Earlier this year I watched the film No Country for Old Men for the first time after two friends told me they would be interested in my opinion on its ending. They had disagreed, not about what had happened, or what it meant, but simply about whether or not it was a fair way to end a story. It got me thinking about the kind of endings I admired in my favourite books, and the kind of endings I aspire to achieve in my writing.
So, in case you're not familiar with the ending of No Country for Old Men, essentially the climax that the story appears to be building towards just doesn't happen.
Here is my genuine reaction to the ending as Chigurh limps away from that sudden car accident and Sheriff Bell sits at his dining room table telling his wife about the dream he just had. At first, I was disappointed. I was invested in the film and felt like the rug had been whipped out from under me. Two hours later, I loved it.
The ending is jarring because it’s not how we’re used to seeing stories end. We are familiar enough with Chekhov's gun to feel that lack of resolution quite deeply when the story ends and the rifle is still hanging on the wall untouched. It can feel disappointing. It can feel like the story has betrayed us.
Stories pose questions. What is going on here? Will they be okay? Who is that gun going to shoot? And sometimes endings are designed to satisfy, answering the questions posed along the way with a denouement that leaves no string unattached. Endings that allow you to leave as easily as you came in. But what if the ending isn't designed to satisfy? What if it is trying to do something else? What if the story doesn't want to let you leave quietly? What if the whole point is to pull the rug out from under you?
Would Kafka's The Trial have been a better novel if in the closing chapter we found out exactly what Josef K had done? I don't think so. If the point of The Trial is that we don't know what Josef K is accused of, then we have to be ready for not finding out. If the question is the whole point, what value does an answer offer?

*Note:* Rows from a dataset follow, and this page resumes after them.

PR #654, opened 2017-03-08
ENH: Faster RCM and inf/one norms

nonhermitian:
Updated RCM and one/inf-norms.


nonhermitian:
Note that int_argsort uses the c++ sort routine that does not guarantee that the array remains unchanged if sorting is not necessary.  Thus the bucky test had to be removed as the returned perm array was compiler specific.

PR #655, opened 2017-03-10
BUG: Cython cleanup not removing temp files

nonhermitian:
In moving to c++, we did not update the Cython cleanup routine.  Also, using Visual Studio leads to a different set of temp files than GCC.  Here, I take advantage of the fact that all the temp files start with 'tdname' and then just walk the dir to clean them, regardless of extension and what not.


ajgpitch:
Deleting everything that starts with 'tdname' sounds sub-optimal, but also not too risky.
I have not looked into it myself, and with this pull we are definitely better off than without.
I will merge now, as I am about to make the 4.1 release

PR #663, opened 2017-03-13
Convert pre-computed operator list A into a dict

quantshah:
This PR is to discuss the conversion of the pre-computed list of operators "A" passed to the smesolver functions (D) to a dictionary with descriptive key values. The initial commit is just to start the discussion. What should be the key values.


ajgpitch:
superseded by #815

PR #668, opened 2017-03-15
Handle mp num cpus on init

ajgpitch:
The `from scipy.misc import factorial` generated some error when building win py27 builds in conda-forge/qutip-feedstock#18. So I moved it to the only function in `utilities` that used it. Not strictly good practice. Would perhaps be better to move `_version2int` and `_blas_info` to another module, but quite a bit more work and I was not sure what to call the module: `sysutils`?

The error came from inside scipy due to a call to `multiprocessing.cpu_count()`. As we had one of those inside `__init__()` I wrapped that up as well.


nonhermitian:
This looks fine. Although, not sure the multiprocessing imports needs to be in try as it is a standard lib.  The issue is the the underlying cpu count code cant find the number of cpus.  This can occur and is mentioned in the mp docs.  I think just catching the exception is fine.

Also curious as to why factorial is causing problems, but that can be saved for another day.

nonhermitian:
Close my pull request, as this one covers everything we need.

ajgpitch:
Looks like the `factorial` import made a call to `num_cpus`

PR #673, opened 2017-03-22
ENH: Minor updates

nonhermitian:
- Force fast_csr_matrix shape to be ints (just in case).
- Get rid of annoying -Wstrict-prototypes flag not for c++ warning.
-


ajgpitch:
Good work Paul,
will be glad to see the back of that warning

What if during the story the question you think the novel is asking gets quietly put to one side and replaced with another? What if What is going on here? gets replaced with How do you feel about all this? That's a more interesting question, isn't it? It is ambiguity that allows for introspection. Stories are at their very best when they ask questions, and I would suggest that they are at their didactic worst when they presume to answer them.
No Country for Old Men opens by asking one question and closes by answering a different one, and somewhere between those two things is the space for us to find something of our own.